**PROBLEM DETAILS:** Output the material exactly, line by line.

**PROVIDED RECORDS:**
******************************

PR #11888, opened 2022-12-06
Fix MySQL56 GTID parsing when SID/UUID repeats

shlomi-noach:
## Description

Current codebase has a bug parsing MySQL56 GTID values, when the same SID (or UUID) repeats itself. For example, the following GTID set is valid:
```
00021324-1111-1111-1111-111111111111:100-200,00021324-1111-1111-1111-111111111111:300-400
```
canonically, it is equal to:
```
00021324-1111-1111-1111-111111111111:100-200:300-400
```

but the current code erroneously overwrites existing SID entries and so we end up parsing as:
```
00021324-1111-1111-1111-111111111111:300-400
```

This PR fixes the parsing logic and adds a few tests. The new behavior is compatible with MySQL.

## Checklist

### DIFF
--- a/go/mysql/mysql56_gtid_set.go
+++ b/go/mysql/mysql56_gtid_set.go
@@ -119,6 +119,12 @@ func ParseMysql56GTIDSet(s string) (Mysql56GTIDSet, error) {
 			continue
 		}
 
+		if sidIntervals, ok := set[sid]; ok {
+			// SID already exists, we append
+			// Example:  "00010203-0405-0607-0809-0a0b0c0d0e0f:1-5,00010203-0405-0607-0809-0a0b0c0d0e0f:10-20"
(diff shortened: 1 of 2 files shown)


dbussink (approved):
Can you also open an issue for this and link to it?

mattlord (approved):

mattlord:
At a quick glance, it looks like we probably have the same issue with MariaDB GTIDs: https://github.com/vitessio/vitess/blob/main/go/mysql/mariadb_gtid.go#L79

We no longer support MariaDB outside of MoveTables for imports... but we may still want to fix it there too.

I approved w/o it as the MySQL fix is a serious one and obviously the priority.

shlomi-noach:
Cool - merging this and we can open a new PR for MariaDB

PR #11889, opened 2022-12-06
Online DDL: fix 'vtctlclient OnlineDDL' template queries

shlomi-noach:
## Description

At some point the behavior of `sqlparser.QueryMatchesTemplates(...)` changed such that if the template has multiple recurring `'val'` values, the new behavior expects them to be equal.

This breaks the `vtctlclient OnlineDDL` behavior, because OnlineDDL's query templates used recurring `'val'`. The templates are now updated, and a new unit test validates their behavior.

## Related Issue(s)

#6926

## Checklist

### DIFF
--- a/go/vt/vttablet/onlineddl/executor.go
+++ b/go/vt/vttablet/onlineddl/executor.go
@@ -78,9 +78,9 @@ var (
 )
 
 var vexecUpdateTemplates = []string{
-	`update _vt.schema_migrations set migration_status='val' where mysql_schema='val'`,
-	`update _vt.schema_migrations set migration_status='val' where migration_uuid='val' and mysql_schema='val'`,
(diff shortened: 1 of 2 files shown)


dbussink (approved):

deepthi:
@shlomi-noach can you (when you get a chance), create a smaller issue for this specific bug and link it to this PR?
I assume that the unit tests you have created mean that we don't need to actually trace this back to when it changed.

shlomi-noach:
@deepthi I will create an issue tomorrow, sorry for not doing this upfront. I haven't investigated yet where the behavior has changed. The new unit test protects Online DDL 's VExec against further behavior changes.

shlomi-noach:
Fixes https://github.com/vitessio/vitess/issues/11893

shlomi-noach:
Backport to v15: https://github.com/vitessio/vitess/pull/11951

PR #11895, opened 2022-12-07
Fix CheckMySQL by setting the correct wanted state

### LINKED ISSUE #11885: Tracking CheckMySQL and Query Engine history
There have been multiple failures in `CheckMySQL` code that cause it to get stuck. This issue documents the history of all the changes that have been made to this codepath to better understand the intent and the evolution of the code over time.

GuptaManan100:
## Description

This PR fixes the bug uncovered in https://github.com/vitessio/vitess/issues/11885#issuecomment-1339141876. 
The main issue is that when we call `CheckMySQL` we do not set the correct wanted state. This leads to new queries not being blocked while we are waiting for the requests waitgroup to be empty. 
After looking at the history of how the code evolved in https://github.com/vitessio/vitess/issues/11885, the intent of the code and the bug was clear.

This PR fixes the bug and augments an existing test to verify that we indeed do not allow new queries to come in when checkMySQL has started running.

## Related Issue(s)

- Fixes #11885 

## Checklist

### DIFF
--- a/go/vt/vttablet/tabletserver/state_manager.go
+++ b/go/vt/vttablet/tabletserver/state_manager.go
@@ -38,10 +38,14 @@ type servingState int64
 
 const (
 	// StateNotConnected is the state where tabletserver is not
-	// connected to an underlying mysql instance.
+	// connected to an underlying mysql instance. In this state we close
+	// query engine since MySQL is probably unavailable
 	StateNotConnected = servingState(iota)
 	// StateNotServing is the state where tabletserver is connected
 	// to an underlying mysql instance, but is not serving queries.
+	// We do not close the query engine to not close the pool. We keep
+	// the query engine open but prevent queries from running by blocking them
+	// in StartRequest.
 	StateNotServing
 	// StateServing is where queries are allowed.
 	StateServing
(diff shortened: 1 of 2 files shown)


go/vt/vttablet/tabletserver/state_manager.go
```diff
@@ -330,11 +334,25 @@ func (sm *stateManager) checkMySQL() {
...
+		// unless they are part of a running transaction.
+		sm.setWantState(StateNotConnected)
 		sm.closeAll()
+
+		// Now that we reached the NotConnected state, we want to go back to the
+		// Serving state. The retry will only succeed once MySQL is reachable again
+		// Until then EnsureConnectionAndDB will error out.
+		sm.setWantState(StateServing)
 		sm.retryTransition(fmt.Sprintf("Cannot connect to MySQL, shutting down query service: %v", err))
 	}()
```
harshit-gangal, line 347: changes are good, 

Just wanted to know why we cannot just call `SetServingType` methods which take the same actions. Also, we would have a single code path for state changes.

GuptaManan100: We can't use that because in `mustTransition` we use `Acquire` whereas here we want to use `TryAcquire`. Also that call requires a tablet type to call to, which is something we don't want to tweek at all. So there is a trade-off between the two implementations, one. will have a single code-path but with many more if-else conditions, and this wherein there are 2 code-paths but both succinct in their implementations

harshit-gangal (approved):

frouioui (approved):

******************************

**WRITTEN SOLUTION:**
PR #11888, opened 2022-12-06
Fix MySQL56 GTID parsing when SID/UUID repeats

shlomi-noach:
## Description

Current codebase has a bug parsing MySQL56 GTID values, when the same SID (or UUID) repeats itself. For example, the following GTID set is valid:
```
00021324-1111-1111-1111-111111111111:100-200,00021324-1111-1111-1111-111111111111:300-400
```
canonically, it is equal to:
```
00021324-1111-1111-1111-111111111111:100-200:300-400
```

but the current code erroneously overwrites existing SID entries and so we end up parsing as:
```
00021324-1111-1111-1111-111111111111:300-400
```

This PR fixes the parsing logic and adds a few tests. The new behavior is compatible with MySQL.

## Checklist

### DIFF
--- a/go/mysql/mysql56_gtid_set.go
+++ b/go/mysql/mysql56_gtid_set.go
@@ -119,6 +119,12 @@ func ParseMysql56GTIDSet(s string) (Mysql56GTIDSet, error) {
 			continue
 		}
 
+		if sidIntervals, ok := set[sid]; ok {
+			// SID already exists, we append
+			// Example:  "00010203-0405-0607-0809-0a0b0c0d0e0f:1-5,00010203-0405-0607-0809-0a0b0c0d0e0f:10-20"
(diff shortened: 1 of 2 files shown)


dbussink (approved):
Can you also open an issue for this and link to it?

mattlord (approved):

mattlord:
At a quick glance, it looks like we probably have the same issue with MariaDB GTIDs: https://github.com/vitessio/vitess/blob/main/go/mysql/mariadb_gtid.go#L79

We no longer support MariaDB outside of MoveTables for imports... but we may still want to fix it there too.

I approved w/o it as the MySQL fix is a serious one and obviously the priority.

shlomi-noach:
Cool - merging this and we can open a new PR for MariaDB

PR #11889, opened 2022-12-06
Online DDL: fix 'vtctlclient OnlineDDL' template queries

shlomi-noach:
## Description

At some point the behavior of `sqlparser.QueryMatchesTemplates(...)` changed such that if the template has multiple recurring `'val'` values, the new behavior expects them to be equal.

This breaks the `vtctlclient OnlineDDL` behavior, because OnlineDDL's query templates used recurring `'val'`. The templates are now updated, and a new unit test validates their behavior.

## Related Issue(s)

#6926

## Checklist

### DIFF
--- a/go/vt/vttablet/onlineddl/executor.go
+++ b/go/vt/vttablet/onlineddl/executor.go
@@ -78,9 +78,9 @@ var (
 )
 
 var vexecUpdateTemplates = []string{
-	`update _vt.schema_migrations set migration_status='val' where mysql_schema='val'`,
-	`update _vt.schema_migrations set migration_status='val' where migration_uuid='val' and mysql_schema='val'`,
(diff shortened: 1 of 2 files shown)


dbussink (approved):

deepthi:
@shlomi-noach can you (when you get a chance), create a smaller issue for this specific bug and link it to this PR?
I assume that the unit tests you have created mean that we don't need to actually trace this back to when it changed.

shlomi-noach:
@deepthi I will create an issue tomorrow, sorry for not doing this upfront. I haven't investigated yet where the behavior has changed. The new unit test protects Online DDL 's VExec against further behavior changes.

shlomi-noach:
Fixes https://github.com/vitessio/vitess/issues/11893

shlomi-noach:
Backport to v15: https://github.com/vitessio/vitess/pull/11951

PR #11895, opened 2022-12-07
Fix CheckMySQL by setting the correct wanted state

### LINKED ISSUE #11885: Tracking CheckMySQL and Query Engine history
There have been multiple failures in `CheckMySQL` code that cause it to get stuck. This issue documents the history of all the changes that have been made to this codepath to better understand the intent and the evolution of the code over time.

GuptaManan100:
## Description

This PR fixes the bug uncovered in https://github.com/vitessio/vitess/issues/11885#issuecomment-1339141876. 
The main issue is that when we call `CheckMySQL` we do not set the correct wanted state. This leads to new queries not being blocked while we are waiting for the requests waitgroup to be empty. 
After looking at the history of how the code evolved in https://github.com/vitessio/vitess/issues/11885, the intent of the code and the bug was clear.

This PR fixes the bug and augments an existing test to verify that we indeed do not allow new queries to come in when checkMySQL has started running.

## Related Issue(s)

- Fixes #11885 

## Checklist

### DIFF
--- a/go/vt/vttablet/tabletserver/state_manager.go
+++ b/go/vt/vttablet/tabletserver/state_manager.go
@@ -38,10 +38,14 @@ type servingState int64
 
 const (
 	// StateNotConnected is the state where tabletserver is not
-	// connected to an underlying mysql instance.
+	// connected to an underlying mysql instance. In this state we close
+	// query engine since MySQL is probably unavailable
 	StateNotConnected = servingState(iota)
 	// StateNotServing is the state where tabletserver is connected
 	// to an underlying mysql instance, but is not serving queries.
+	// We do not close the query engine to not close the pool. We keep
+	// the query engine open but prevent queries from running by blocking them
+	// in StartRequest.
 	StateNotServing
 	// StateServing is where queries are allowed.
 	StateServing
(diff shortened: 1 of 2 files shown)


go/vt/vttablet/tabletserver/state_manager.go
```diff
@@ -330,11 +334,25 @@ func (sm *stateManager) checkMySQL() {
...
+		// unless they are part of a running transaction.
+		sm.setWantState(StateNotConnected)
 		sm.closeAll()
+
+		// Now that we reached the NotConnected state, we want to go back to the
+		// Serving state. The retry will only succeed once MySQL is reachable again
+		// Until then EnsureConnectionAndDB will error out.
+		sm.setWantState(StateServing)
 		sm.retryTransition(fmt.Sprintf("Cannot connect to MySQL, shutting down query service: %v", err))
 	}()
```
harshit-gangal, line 347: changes are good, 

Just wanted to know why we cannot just call `SetServingType` methods which take the same actions. Also, we would have a single code path for state changes.

GuptaManan100: We can't use that because in `mustTransition` we use `Acquire` whereas here we want to use `TryAcquire`. Also that call requires a tablet type to call to, which is something we don't want to tweek at all. So there is a trade-off between the two implementations, one. will have a single code-path but with many more if-else conditions, and this wherein there are 2 code-paths but both succinct in their implementations

harshit-gangal (approved):

frouioui (approved):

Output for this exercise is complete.